• [Task goal]
Please return exactly the lines from the one containing "-132,7 +132,7 @@ module Kitchen" through the end of the records, including both.

(Stored data)
PR #899, opened 2015-12-30
fix chef install on non-windows

mwrock:
It appears that my commit https://github.com/test-kitchen/test-kitchen/commit/7318fa5bb93319b68303b0f93302f1c35bb8e562 added a hack to fix windows chef installs due to an issue in mixlib-install but broke non-windows in the process. This PR rectifies breaks non-windows.

### DIFF
--- a/lib/kitchen/provisioner/chef_base.rb
+++ b/lib/kitchen/provisioner/chef_base.rb
@@ -132,7 +132,7 @@ module Kitchen
         # Passing "true" to mixlib-install currently breaks the windows metadata_url
         # TODO: remove this line once https://github.com/chef/mixlib-install/pull/22
         # is accepted and released
-        version = "" if version == "true"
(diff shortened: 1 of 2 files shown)


coderanger:
:+1:

scotthain:
:+1:

martinb3:
:+1: master is currently broken for my Linux workstation until this is fixed.

martinb3:
Using "-v <empty string>" still reads kind of oddly to me. I've tried `version = nil if version == "true"` and it also works for Linux (haven't tested Powershell/Windows), and feels more sane than passing an empty string to a version param on Windows.

mwrock:
Yeah its definitely weird. I think the `nil` breaks powershell but would need to double check. This line will be removed when a fixed mixlib-install is available.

• [Task solution]
@@ -132,7 +132,7 @@ module Kitchen
         # Passing "true" to mixlib-install currently breaks the windows metadata_url
         # TODO: remove this line once https://github.com/chef/mixlib-install/pull/22
         # is accepted and released
-        version = "" if version == "true"
(diff shortened: 1 of 2 files shown)


coderanger:
:+1:

scotthain:
:+1:

martinb3:
:+1: master is currently broken for my Linux workstation until this is fixed.

martinb3:
Using "-v <empty string>" still reads kind of oddly to me. I've tried `version = nil if version == "true"` and it also works for Linux (haven't tested Powershell/Windows), and feels more sane than passing an empty string to a version param on Windows.

mwrock:
Yeah its definitely weird. I think the `nil` breaks powershell but would need to double check. This line will be removed when a fixed mixlib-install is available.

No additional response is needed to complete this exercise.